PS, I think I took some pics when I was putting it in my first 90cm scape so ill try and find them and post them up tonight.


----------



## Stu Worrall

Just found a big threa on power sand and tropica aquacare here - http://www.ukaps.org/forum/viewtopic.php?f=17&t=10862

just another post for the balance  , there was another one I used to use called Sera floredepot but im not sure if many people use this anymore?

Floredepot
http://www.sera.de/en/products/fres...he-sera-nutrient-concept/sera-floredepot.html

tropica aquacare substrate
http://www.tropica.com/aquacare/plant-substrate.aspx

ADA Power Sand and Power Sand Special
http://www.adana.co.jp/en/products/na_substrate/power_sand/

Im using power sand special for the first time in my new nano so looking forward to see how stuff grows in it 

Anybody got any other substrate enhancer products to add?


----------



## Bobtastic

stuworrall said:
			
		

> Just found a big threa on power sand and tropica aquacare here - http://www.ukaps.org/forum/viewtopic.php?f=17&t=10862
> 
> just another post for the balance



Thanks Stu!

As always a clear and helpful thread that has left me even more confused than I was b4! 

So George says if you're using ADA:AS go for PS/PSS. Tom Barr says if you're using ADA:AS there's no need for anything else...

I'm not liking the idea of Tropica AquaCare, as it looks like something you'd use under an inert cap like sand or gravel.


----------



## Bobtastic

Oooohhh my good giddy god! Now I remember why I didn't want to use Power Sand Special to start off with! £73.28 for PSS:M! *faint*

How does the height of a tank affect PSS?


----------



## ceg4048

Hey Bob,
              The real question is: why do you feel you need any of these products?

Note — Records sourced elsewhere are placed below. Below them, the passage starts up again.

PR #564, opened 2020-06-05
Tweak allocation detail page

teneightfive:
### What changed

- allocation detail page (see screenshots)
  - Date shows date as well as relative date
  - Updated labels on criteria to be consistent with creation journey
  - Included allocation information into page title to make it more useful and to help distinguish different pages in browser history
  - Updated button/added language to be consistent with listing page
  - Re-used same card component for outgoing moves without a person
- allocation criteria step (during creation)
  - Updated labels to be consistent with criteria table

### Why did it change

When this section of the app was created there were time constraints that reduced the time available to ensure we were being as consistent and re-usable as possible.

The majority of these changes ensure we are re-using code and content were possible to ensure that we are providing a consistent experience across the service.

## Screenshots

*Click images to enlarge*

### Without permission to assign (PMU user)

| Before | After |
| ------ | ----- |
| <kbd></kbd> | <kbd></kbd> |
| <kbd></kbd> | <kbd></kbd> |
| <kbd></kbd> | <kbd></kbd> |
| <kbd></kbd> | <kbd></kbd> |

### With permission to assign (OCA user)

| Before | After |
| ------ | ----- |
| <kbd></kbd> | <kbd></kbd> |
| <kbd></kbd> | <kbd></kbd> |
| <kbd></kbd> | <kbd></kbd> |
| <kbd></kbd> | <kbd></kbd> |

#### Automated testing

#### Manual testing

- [x] Chrome
- [x] Firefox
- [ ] Edge
- [ ] Internet Explorer

### Environment variables

### Other considerations


app/allocation/controllers/view.test.js
```diff
@@ -96,17 +103,17 @@ describe('view allocation', function() {
         locals = mockRes.render.firstCall.lastArg
       })
 
-      it('creates allocationDetails with result of the presenter', function() {
-        expect(locals.allocationDetails).to.exist
+      it('creates `criteria` with result of the presenter', function() {
```
barbaracassani, line 106: Why the backtick?

app/allocation/controllers/view.test.js
```diff
@@ -117,6 +124,19 @@ describe('view allocation', function() {
       it('should create unassigned move ID', function() {
         expect(locals.unassignedMoveId).to.equal('123')
       })
+
+      it('sould order moves without person first', function() {
```
barbaracassani, line 128: typo :-)

app/allocation/controllers/view.test.js
```diff
@@ -265,4 +272,52 @@ describe('view allocation', function() {
...
+    let locals
+
+    beforeEach(function() {
+      mockReq.session.user.permissions = ['allocation:person:assign']
+
+      handler(mockReq, mockRes)
+      locals = mockRes.render.firstCall.lastArg
+    })
+
+    it('sould filter out moves without a person', function() {
```
barbaracassani, line 286: Same typo as above...

app/allocation/views/view.njk
```diff
@@ -31,111 +40,100 @@
...
+
+    {% if canAccess('allocation:person:assign') and remainingCount %}
+      <p>
+        {{ t("allocation::view.people.special_vehicle_instruction", {
+          href:"/move/new"
+        }) | safe }}
+      </p>
+
+      {{ govukButton({
+        href: "/move/" + unassignedMoveId + "/assign",
```
barbaracassani, line 101: Really unimportant, but maybe use template strings.

app/allocation/views/view.njk
```diff
@@ -31,111 +40,100 @@
...
-      {{ appCard(slot.card) }}
       {# TODO: consider handling actions within card component #}
       {# TODO: consider whether long names may cause overlap problems #}
-      {% if canAccess('allocation:person:assign') %}
+      {% if move.person and canAccess('allocation:person:assign') %}
         <p class="app-!-position-top-right govuk-!-margin-top-3">
           {{ govukButton({
-            href: '/move/' + slot.id + "/unassign",
-            html: t("allocations::view.person_unassign", {name: slot.fullname}),
+            href: '/move/' + move.id + "/unassign",
```
barbaracassani, line 118: As above, maybe use template strings.

common/presenters/allocation-to-meta-list-component.test.js
```diff
@@ -5,99 +5,90 @@ const presenter = require('./allocation-to-meta-list-component')
...
+    expect(output.items).to.be.an('array')
+    expect(output.items.length).to.equal(4)
   })
-  it('has the prisoner category as first item', function() {
-    expect(output.rows[0]).to.deep.equal({
+  it('has the number of prisoners as first item', function() {
+    expect(output.items[0]).to.deep.equal({
       key: {
-        text: 'allocations::view.fields.category',
+        text: 'fields::moves_count.label',
```
barbaracassani, line 56: I have found useful to stop using `returnsArg` and instead using `callsFake`, so to append something to the string that effectively verifies it has gone through the `i18n.t` function.

common/presenters/move-to-meta-list-component.test.js
```diff
@@ -164,105 +161,16 @@ describe('Presenters', function() {
...
-        sinon.stub(filters, 'formatDateWithDay').returnsArg(0)
         transformedResponse = moveToMetaListComponent(mockMove)
       })
 
-      afterEach(function() {
-        this.clock.restore()
-      })
-
       describe('response', function() {
         it('should render `date from` row', function() {
```
barbaracassani, line 175: Oh, we are using the backticks to highlight the name of a property? Where does it work?

app/allocation/views/view.njk
teneightfive: Unfortunately it's not possible as this is a nunjucks file

app/allocation/views/view.njk
teneightfive: Same as above. I'm not aware it's possible to use template strings in a nunjucks file.

Although this has highlighted the mix of single/double quotes which I'll fix...

common/presenters/move-to-meta-list-component.test.js
teneightfive: I think it's actually just something I've used when I've remembered to try and show that the assertion is checking for a particular thing. Not sure it has any actual effect in mocha though.

common/presenters/allocation-to-meta-list-component.test.js
teneightfive: I do agree that simply checking for the inputted i18n key isn't often enough of a robust test though.

solidgoldpig: ???

Why isn't checking the inputted i18n key (and any context) not enough? Why is it good enough for other methods but not the `t`?

app/allocation/views/view.njk
solidgoldpig: ++1 to being consistent with our quotes in the nunjucks templates.

Should we consider linting them?

But at a deeper level, I think we should be computing these values outside of the templates if we can (especially urls). As little logic and assignment of values in the templates as possible.

app/allocation/controllers/view.js
```diff
@@ -1,38 +1,51 @@
...
   })
 
+  const removeUnassignedMoves = move => {
+    return !(
+      permissions.check('allocation:person:assign', userPermissions) &&
+      !move.person
+    )
+  }
+
   const locals = {
```
solidgoldpig, line 24: I know some of us value terseness (and ternaries, ternaries, ternaries...) but I find it really hard to see what's actually being exported to locals with all the inline assignments. Not just here (and in fact this is hardly the most egregious example) but I just thought I'd mention it

teneightfive: Yeah, I do see what you mean. Especially with files like this where there are a number of things being passed down to the view.

I wonder if we try to adopt a pattern where  the object passed to the render method always uses shorthand variable names and they are defined using variables within the controller to aid readability. What do you think?

Although, of course, there could be exception to the rule if they are simple assignments such as `query: req.query`.

common/presenters/allocation-to-meta-list-component.test.js
teneightfive: Sorry, to clarify, I meant stubbing `t` to return the first argument, and then simply checking that the end object contains the translation key isn’t enough, which I think is what Barbara was also saying.

Checking specifically that `t` is called with the key and any other expected arguments, like context, is what I was suggesting we should be doing and I feel is sufficient.

teneightfive: Those cases were we do not check that `t` was actually called using sinon and `calledWithExactly` could lead to us missing regressions where the second argument of `t` is changed, so I think we should always attempt to check it is called correctly where possible.

teneightfive:
> A general consideration, is that it would help slightly the reviewer to have a list of the intended changes, instead of having to play spot the difference on the -- certainly very useful! -- screenshots. In any case nothing that warrants change requests.

Yep, valid point as there were a number of screenshots for these changes. I updated the description with a short summary of the key differences.

app/allocation/views/view.njk
teneightfive: I'd be keen to lint, but I wasn't aware there was a way to easily lint nunjucks files?

So up until now it's unfortunately been a consistency I've just tried to preserve via code reviews.

I do agree it would also be good to tidy up some of the large view files. They're containing quite a lot of logic that isn't easily as easy to test with just end-to-end tests.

As explained ad nauseum (recall the thread viewtopic.php?f=17&t=13041) PS and it's derivatives are nothing more than NPK soaked pumice. If you want more NPK then just add it to the water column. Why search for magic potions?

Cheers,


----------



## Bobtastic

If I'm honest it's due to the epic failure that was my last scape/setup. I'm trying to maximise my chance of success..

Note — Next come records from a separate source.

PR #569, opened 2020-06-05
Prevent e2e fixtures using disabled reference data

solidgoldpig:
### What changed

Ethnicities and genders have disabled values removed.

### Why did it change

Test fixtures could occasionally generate data with a value that was disabled which led to the test failing.

This brings the fixtures in line with what the frontend expects.

### Issue tracking
n/a

### Environment variables

### Other considerations

### DIFF
--- a/test/e2e/_helpers.js
+++ b/test/e2e/_helpers.js
@@ -8,6 +8,7 @@ import glob from 'glob'
 import { find, get, isArray, isNil } from 'lodash'
 import { ClientFunction, RequestLogger, Selector, t } from 'testcafe'
 
+import referenceDataHelpers from '../../common/helpers/reference-data'
 import moveService from '../../common/services/move'
 import personService from '../../common/services/person'
 import referenceDataService from '../../common/services/reference-data'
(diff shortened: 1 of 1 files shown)


test/e2e/_helpers.js
```diff
@@ -17,14 +18,19 @@ export const scrollToTop = ClientFunction(() => {
...
   const firstNames = faker.name.firstName()
   const lastName = faker.name.lastName()
 
   let genders = await referenceDataService.getGenders()
-  // TODO: implement proper test to render this filter unnecessary
-  genders = genders.filter(gender => gender.title.match(/^(Male|Female)$/i))
-  const ethnicities = await referenceDataService.getEthnicities()
+  // TODO: implement proper test to render male/female filter unnecessary
+  genders = genders
+    .filter(filterDisabled)
```
teneightfive, line 30: I think it would be good to also add this filter to all other calls to reference data to prevent this happening  with other datasets. 

From a quick scan it looks like we make a similar call in [`createPersonFixture`](https://github.com/ministryofjustice/hmpps-book-secure-move-frontend/blob/3c5538c7c9d8a66c90d3e2fbba93c5263e24b614/test/e2e/_helpers.js#L66-L67).

So might be worth having a search for calls to the `referenceDataService` as I'm sure we're doing calls to locations, etc too?

We designed all the reference data endpoints in the API to return the same format and include a `disabled_at` attribute so that they could be consistently filtered out in the way to support us changing the data over time.

solidgoldpig: For the call in createPersonFIxture you reference, we then immediately filter it down by the value that's been passed in so it wouldn't be an issue there, but the getLocations call could indeed be susceptible to the same issue, so I've added filtered versions of the methods in the _helpers file to call rather than the refData ones directly.

I have a niggling feeling this should be the default behaviour of the refData methods, and that we should ask for the unfiltered list explicitly...

teneightfive: I was going to suggest the same after I saw your changes 😂 

Now that we're calling it in multiple places it should probably be something rolled into the service rather than where the service is called to prevent unfiltered results being returned again in the future.

Up to you if you want to do as part of this or add a GH issue/TODO to track it.

test/e2e/allocation.new.test.js
```diff
@@ -10,7 +10,7 @@ test('Create allocation and verify the result', async t => {
   await t.navigateTo(`/allocation/${allocationId}`)
   ;['summary', 'meta'].forEach(async section => {
     for (const o of allocationJourney.allocationViewPage.nodes[section].keys) {
-      const textExists = allocationJourney.allocationViewPage.getDlDefinitionByKey(
+      const textExists = await allocationJourney.allocationViewPage.getDlDefinitionByKey(
```
teneightfive, line 13: I pushed a similar change to fix this issue and just made it a bit more readable:
https://github.com/ministryofjustice/hmpps-book-secure-move-frontend/pull/564/commits/bc59ae218ea425f0ff0cc8e333a7783523c7545e

`o` in the loop seemed a bit ambiguous so updated it to be `key` and passed the promise directly into the expect call which is what we've done elsewhere.

PR #577, opened 2020-06-08
Update allocation confirmation page

teneightfive:
### What changed

The confirmation page for the assign journey of a move has been updated to use the existing shared confirmation page.

### Why did it change

The main reason is to create consistency between journeys. It re-uses a lot of the existing logic around moves and brings the display of content alongside other confirmation pages to be more consistent.

### Confirmation pages

- Updated use of bold to be consistent with existing use
- Updated return text to be consistent with existing use
- Updated success message to be more accurate of action that just occurred
- Updated page title

Added some existing confirmation page screenshots for consistency reference.

| Before | After |
| ------ | ----- |
| <kbd></kbd> | <kbd></kbd> |
| <kbd></kbd> | <kbd></kbd> |
| <kbd></kbd> | NA |
| <kbd></kbd> | NA |
| <kbd></kbd> | <kbd></kbd> |

### Button on assign journey

- Updated button to match action

| Before | After |
| ------ | ----- |
| <kbd></kbd> | <kbd></kbd> |

#### Automated testing

#### Manual testing

- [x] Chrome
- [x] Firefox
- [ ] Edge
- [ ] Internet Explorer

### Environment variables

### Other considerations


app/move/views/confirmation.njk
```diff
@@ -1,13 +1,14 @@
 {% extends "layouts/base.njk" %}
 
 {% block customGtagConfig %}
-  gtag('set', {'page_title': 'Move requested'});
+  gtag('set', {'page_title': '{{ "Person added to allocation" if move.allocation else "Move " + move.status }}' });
```
solidgoldpig, line 4: Just a thought. Could we actually use different templates for move and assign? As long as we never need another variant, I suppose this is cool

```
{% block customGtagConfig %}
  gtag('set', {'page_title': '{% block CustomGtagContent %}{% endblock %}'});
{% endblock %}
...
{% block CustomGtagContent %} Person added to allocation{% endblock %}
...
{% block CustomGtagContent %} Person added to allocation{% endblock %}
```

teneightfive: I suppose I was trying to keep them combined so that we keep consistency between confirmation pages.

So any of the actions that occur on a move use this same confirmation so felt better to maintain having one approach. The display and layout is all the same but because they were maintained separately we ended up with them looking differently.

solidgoldpig: Sorry, to be clear. I meant have the templates share the same base confirmation template and just override the bits as needed.  eg.  how the base govuk template allows the page title to be overridden through the `pageTitle` block. If there are only 2 variants, it's arguable that it's clearer to just have if statements for the 2 cases.

PR #580, opened 2020-06-08
[P4 1529] - Add cancellation reasons to allocation

barbaracassani:
## Proposed changes

This PR adds the reasons to the allocation cancel journey.

### What changed

The reasons fields were added as per prototype.

### Why did it change

We issued the cancel journey without reasons to reach the deadline for the MVP.

### Issue tracking

- [P4-1529]()

## Screenshots

| Before | After |
| ------ | ----- |
| <kbd>Screenshot 2020-06-09 at 15 12 59</kbd> | <kbd>Screenshot 2020-06-09 at 15 21 41</kbd>| 
|  | <kbd>Screenshot 2020-06-09 at 15 22 42</kbd>| 
|<kbd>Screenshot 2020-06-09 at 15 13 05</kbd> | <kbd>Screenshot 2020-06-09 at 15 12 12</kbd> |

#### Automated testing

#### Manual testing

- [x] Chrome
- [x] Firefox
- [ ] Edge
- [ ] Internet Explorer

### Environment variables

### Other considerations


common/services/allocation.js
```diff
@@ -14,16 +14,17 @@ const allocationService = {
     'to_location',
   ],
 
-  cancel(allocationId) {
+  cancel(data) {
```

I think I have covered all the basics that I need. Good flow, from 2 filters, a Eheim 2078 and a Fluval 405. Co2 fed from a 3kg cylinder controlled by a solenoid on a timer, running through an AM1000 reactor connected to the Eheim to get the best distribution (plus a Korilia to hand if needed). Outlet will be through acrylic spray bars both running the length of the back of the tank (or as best they can). Ferts will be EI. Lights are 2x 49watt T5s, so with the right amount of Co2 and ferts they should, hopefully, grow anything I put in!

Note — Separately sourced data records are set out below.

PR #588, opened 2020-06-11
feat(allocations): Remove single move from allocation

barbaracassani:
## Proposed changes

This PR adds the possibility of removing a single personless move from an allocation. This can be done only by PMU and only if there are at least two slots -- e.g. you cannot create a 0 slots allocation with it.

### What changed

A small journey was added in allocations, that reused the move services.

### Why did it change

It's a way of editing the unfilled allocations

### Issue tracking

- [P4-1662]()

## Screenshots

The initial state of the allocation. Note the "Remove from allocation" links.
<kbd>Screenshot 2020-06-11 at 17 14 56</kbd>
After clicking on "Remove from allocation"
<kbd>Screenshot 2020-06-11 at 17 24 27</kbd>
The allocation has now two slots.
<kbd>Screenshot 2020-06-11 at 17 15 24</kbd>
After removing one more slot. Note that the "Remove from allocation" link is not present.
<kbd>Screenshot 2020-06-11 at 17 38 30</kbd>
Following @Andy-Millar feedback, I have added a commit that removes the link if the card doesn't include a person:
<kbd>Screenshot 2020-06-12 at 11 43 50</kbd>

</kbd>

#### Automated testing

#### Manual testing

- [x] Chrome
- [x] Firefox
- [ ] Edge
- [ ] Internet Explorer

### Environment variables

### Other considerations

### DIFF
--- a/app/allocation/controllers/index.js
+++ b/app/allocation/controllers/index.js
@@ -2,6 +2,7 @@ const CancelController = require('./cancel')
 const AllocationCriteriaController = require('./create/allocation-criteria')
 const AllocationDetailsController = require('./create/allocation-details')
 const Save = require('./create/save')
+const RemoveMoveController = require('./remove-move')
 
 const createControllers = {
   AllocationCriteriaController,
@@ -12,7 +13,12 @@ const cancelControllers = {
   CancelController,
 }
 
+const removeMoveControllers = {
+  RemoveMoveController,
+}
+
 module.exports = {
   cancelControllers,
+  removeMoveControllers,
   createControllers,
 }
--- a/app/allocation/controllers/view.js
+++ b/app/allocation/controllers/view.js
@@ -21,6 +21,18 @@ module.exports = function view(req, res) {
     )
   }
 
+  const removeMoveLink = move => {
+    if (
+      move.person ||
+      !permissions.check('allocation:cancel', userPermissions) ||
+      moves.length === 1
+    ) {
+      return
+    }
+
+    return `/allocation/${allocation.id}/${move.id}/remove`
+  }
+
   const locals = {
     // TODO: Find way to store the actual URL they came from: See similar solution within moves app
     dashboardUrl: '/allocations',
@@ -44,6 +56,7 @@ module.exports = function view(req, res) {
       .map(move => ({
         id: move.id,
         person: move.person,
+        removeMoveHref: removeMoveLink(move),
         card: moveToCardComponent(move),
       })),
   }
--- a/app/allocation/views/view.njk
+++ b/app/allocation/views/view.njk
@@ -123,6 +123,15 @@
           })}}
         </p>
       {% endif %}
+
+      {% if move.removeMoveHref %}
+        <div>
+          <a class="app-!-position-top-right govuk-!-margin-top-7 govuk-!-margin-right-3 app-font-weight-normal" href="{{move.removeMoveHref}}">
+            {{ t("actions::person_unassign_confirmation") }}
+          </a>
+        </div>
+      {% endif %}
+
     </div>
   {% else %}
     {{ appMessage({
--- a/common/presenters/move-to-card-component.js
+++ b/common/presenters/move-to-card-component.js
@@ -11,7 +11,7 @@ function moveToCardComponent({
   hrefSuffix = '',
 } = {}) {
   return function item({ id, reference, person, status }) {
-    const href = `/move/${id}${hrefSuffix}`
+    const href = person ? `/move/${id}${hrefSuffix}` : ''
     const excludedBadgeStatuses = ['cancelled']
 
     const showStatusBadge =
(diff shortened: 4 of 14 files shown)


common/presenters/move-to-card-component.js
```diff
@@ -10,7 +10,10 @@ function moveToCardComponent({
   showStatus = true,
   hrefSuffix = '',
 } = {}) {
-  return function item({ id, reference, person, status }) {
+  return function item(
+    { id, reference, person, status },
+    cancelAllocationHref
```
teneightfive, line 15: So this feels like a similar scenario Alex got into around "actions" within a card. I feel that the use of all the "allocation" specific terminology in here could be made a little more generic as the purpose of the components is to be more content agnostic.

It looks like what we're attempting to do is to say in this instance we want to provide actions, but it doesn't actually look like we're passing them down to the component so I'm not sure the presenter is the best place for this logic.

I've made a further comment about how you could potentially bypass all of these changes to the presenter, similar to how Alex implemented the remove button.

app/allocation/controllers/view.js
```diff
@@ -44,7 +56,12 @@ module.exports = function view(req, res) {
       .map(move => ({
         id: move.id,
         person: move.person,
-        card: moveToCardComponent(move),
+        card: moveToCardComponent(
+          {
+            ...move,
+          },
+          removeMoveLink(move)
```
teneightfive, line 63: This value could be passed directly into the map to avoid having to mess around with the presenters.

Having looked at the presenters, this value isn't send to the `card` component so there is no need to send this value into the presenter.

app/allocation/controllers/view.js
```diff
@@ -44,7 +56,12 @@ module.exports = function view(req, res) {
       .map(move => ({
         id: move.id,
         person: move.person,
-        card: moveToCardComponent(move),
+        card: moveToCardComponent(
```
teneightfive, line 59:
```suggestion
      .map(move => ({
        id: move.id,
        person: move.person,
        removeSlotHref: removeMoveLink(),
        card: moveToCardComponent(move),
```

teneightfive: Not sure this "suggestion" worked as such, but hopefully you see what I mean.

app/allocation/views/view.njk
```diff
@@ -123,6 +123,15 @@
           })}}
         </p>
       {% endif %}
+
+      {% if move.card.cancelAllocationHref %}
```
teneightfive, line 127: With the suggestion in the controller you can then call these values directly on `move.` and not have to worry about the `move.card`.

The output on `move.card` is only to be passed directly into the card component so that it can be rendered.

You can bypass needing to do all of that.

Andy-Millar:
Can I ask why 'Person to be added' is a link? Does it lead anywhere (it really shouldn't). My update would be remove the link.

app/allocation/views/view.njk
barbaracassani: Good point.

barbaracassani:
@Andy-Millar the link you mention is pre-existent to this PR. I will investigate why it is there.

Andy-Millar:
Thanks @barbaracassani !

app/allocation/controllers/cancel-move.js
```diff
@@ -0,0 +1,49 @@
...
+    super.middlewareLocals()
+    this.use(this.setAdditionalLocals)
+  }
+
+  setAdditionalLocals(req, res, next) {
+    const {
+      allocation: {
+        moves: { length: movesCount },
+      },
+    } = res.locals
```
solidgoldpig, line 16: ^^^ this is cool and all (and it is - it never crossed my mind one could access length in a destructuring), but as we're only grabbing one value, this seems a lot more confusing to read than:

`const movesCount = res.locals.allocation.moves.length`

solidgoldpig: (and it's 4 additional lines that codeclimate will nag us about ;)

app/allocation/controllers/index.js
```diff
@@ -1,4 +1,5 @@
 const CancelController = require('./cancel')
+const CancelMoveController = require('./cancel-move')
```
solidgoldpig, line 2: We seem to call it removing a move elsewhere. Is it worth calling this `RemoveMove` to differentiate it fully from `Cancel` (which is for the allocation itself, right?) (And yes, `RemoveMove` is kind of weird)

app/allocation/controllers/view.js
```diff
@@ -44,6 +56,7 @@ module.exports = function view(req, res) {
       .map(move => ({
         id: move.id,
         person: move.person,
+        cancelAllocationHref: removeMoveLink(move),
```
solidgoldpig, line 59: Oh boy - see my comment about differentiating the cancels and removes earlier. Is this for cancelling an allocation or removing a move?

barbaracassani: Ok -- I have renamed everything to use `remove move` 👍

PR #597, opened 2020-06-12
chore: Bump dependencies to latest versions

solidgoldpig:
Bumping prettier caused spaces to be inserted between function and ()

Updating `govuk-frontend` and `@ministryofjustice/frontend` has been left for separate PRs


package.json
```diff
@@ -77,19 +77,19 @@
     "cookie-parser": "1.4.5",
     "core-js": "3.6.5",
     "date-fns": "2.14.0",
-    "debug": "4.2.0",
```
teneightfive, line 80: This looks like it's going the other way? Guessing it might have been a rebase conflict or something?

solidgoldpig: Hmmm - look at the versions on https://www.npmjs.com/package/debug.

Anyhow, I've installed debug@4.2.0 rather than debug@latest and all is well...

solidgoldpig:
> Looks good. Just one comment about an upgrade that seemed to be a downgrade.

You ok with the spaces that have been introduced between `function` and `()`?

I didn't have all of the above to start off with last time, and didn't get the right balance of initial planting and maintenance. 

So I want to make sure I have all the right boxes "ticked" b4 I get the plants in and the algae growing!


----------



## ceg4048

Hi mate,
           Well it's up to you how you spend your money. As far as I'm concerned, the most important box to tick is the one labeled "I am not a sucker". Dosing EI mans never having to worry about sediment fertilization, and if you did want to cover that base, because it doesn't hurt, then one could easily use Osmocote lining the bottom of the tank, which is about as cheap as it's ever going to get. Heck, you could simply line the bottom of the tank with NPK + trace powders or soak Akadama in a rich solution as demonstrated by JamesC.

It's much more important to understand WHY you failed and WHY you succeeded. To understand the mechanics of your components is the best guarantee of future success. Powersand's super high concentration of NPK is used because that system does not dose the water column for weeks, and when that system does  call for water column dosing, the concentrations are relatively low, so the sediment has to be enriched significantly, otherwise the plants risk suffering nutrient deficiency. But you are dosing the water column so spending megabucks on pumice is not the wisest bang-for-buck.

Cheers,


----------